In this example, the sqrt function has accepted the value 4 and will return the value 2.0, which will in turn be printed by the print statement. Note the effect of the line:

print sqrt(4.0)

is just as if we had written:

print 2.0

Now let's write our own function that returns a value.

# add three to any number

def addThree(x):

return x + 3

The return statement returns (sends back to the caller) a result. In this case, the result returned is simply a number that is three more than the parameter x. So for example if we call the function like this:

print addThree(5)

...then the value printed will be 5 + 3 = 8.

Note that the effect of this call is the same as if we had written '8' instead of 'addThree(5)'. The expression 'addThree(5)' has the value 8. Thus we can use function calls just like any other variable in an expression.
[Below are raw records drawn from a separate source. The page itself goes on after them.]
PR #567, opened 2021-09-17
BigCommerce Integration

shyamseshadri:
## Description

BigCommerce integration. Uses REST APIs for BigCommerce as per https://developer.bigcommerce.com/api-reference/store-management/catalog/. 

Readme yet to be updated.

Not yet ready for merging, creating for initial comments / thoughts.

### DIFF
--- a/plugins/bigcommerce/src/plugin.ts
+++ b/plugins/bigcommerce/src/plugin.ts
@@ -61,19 +61,22 @@ registerCommercePlugin(
           return product;
         },
 
-        /* async findByHandle(handle: string) {
-          const response = await fetch(
-            baseUrl(`api/catalog_system/pub/products/search/${handle}/p`),
+        async findByHandle(handle: string) {
+          const queryParams = '?limit=100&include=primary_image';
+          const response: any = await fetch(
+            baseUrl(`products${queryParams}`),
             {
               headers,
             }
-          ).then(res => res.json());
-          const product = response.map(transformProduct)[0];
-          return product;
-        }, */
+          ).then(res => {
+            return res.json();
+          });
+          const products = response.data.map(transformResource);
+          return products.find((each: any) =>  each.handle === handle);
+        },
         async search(search: string) {
-          const queryParams = '?include=primary_image' +
-             (search ? `&name=${search}` : '');
+          let queryParams = '?limit=100&include=primary_image';
+          queryParams += (search ? `&keyword=${search}` : '');
           const response: any = await fetch(
             baseUrl(`products${queryParams}`),
             {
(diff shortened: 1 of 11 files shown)


plugins/bigcommerce/src/plugin.ts
```diff
@@ -0,0 +1,153 @@
...
+          const product =
+            basicCache.get(key) ||
+            (await fetch(baseUrl(`products/${id}?include=primary_image`), { headers })
+              .then(res => res.json())
+              .then(transformResource));
+          basicCache.set(key, product);
+          return product;
+        },
+
+        /* async findByHandle(handle: string) {
```
teleaziz, line 64: although this is optional in the interface it's still needed for all product/collection resources

plugins/bigcommerce/src/plugin.ts
```diff
@@ -0,0 +1,153 @@
...
+            options: {
+              product: id,
+            },
+          };
+        },
+      },
+      category: {
+        async findById(id: string) {
+          const key = `${id}categoryById`;
+          // https://{accountName}.{environment}.com.br/api/catalog/pvt/category/categoryId
```
teleaziz, line 104: old comment?

plugins/bigcommerce/src/plugin.ts
```diff
@@ -0,0 +1,153 @@
...
+          const category =
+            basicCache.get(key) ||
+            (await fetch(baseUrl(`categories/${id}`), { headers })
+              .then(res => res.json())
+              .then(transformResource));
+          basicCache.set(key, category);
+          return category;
+        },
+
+        /* async findByHandle(handle: string) {
```
teleaziz, line 114: same as above, findByHandle would be useful for categories as well

plugins/bigcommerce/src/plugin.ts
teleaziz: expanding on the need for handles (slugs / url_keys), it allows the developer to read the handle from url params and send it as custom targeting attributes in one api call , as opposed to IDs, where they'll need to fetch the product object from the `handle` in url and they send the ID to builder for targeting

shyamseshadri: So Bigcommerce doesn't have an API to fetch by handle. Instead, I've just done a get all products, and searched for a matching product with the handle. Not sure if I should deal with pagination use-cases, where it might not  be in the first 100 results. Whats the recommendation for those usecases?

shyamseshadri:
@teleaziz this is ready for review and merge I believe.

teleaziz (approved):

Here is another example using our addThree function:

a = 2

b = addThree(a)

print 'a =', a, ' b =', b

In this case, the value of variable 'a' (that is, 2) is passed to the function, and the value 2+3=5 is returned. This value is then assigned to variable 'b'. So at the end of this code, 'a' has the value 2, and 'b' has the value 5. Note carefully that the value of variable 'a' is not changed by the function. If we want to modify the variable 'a', we would need to go:

a = addThree(a)

Functions can contain arbitrary code

So far, we have just shown some very simple calculations within a function. By you can define variables, and put any statements you like inside the function. You can even define more functions inside a function if you need to!

Let’s look at a few more examples of functions. The example below defines a function that finds the maximum of two numbers. Here we have used an if-statement to check which of the two parameters is largest.

# find the maximum of two numbers

def maximum(a, b):

if a > b:

return a

else:

return b

print 'The maximum of 3 and 4 is:', maximum(3, 4)

For more information about functions, see:

  • The Python Tutorial  4 More control flow tools  4.6 Defining functions
  • Non-programmer's Tutorial  Defining functions

Objects and methods

The most significant development in programming practice in the last decade is the widespread adoption of object-oriented programming. This unit does not cover the details of object-oriented programming, however most modern scripting languages do support object-oriented programming.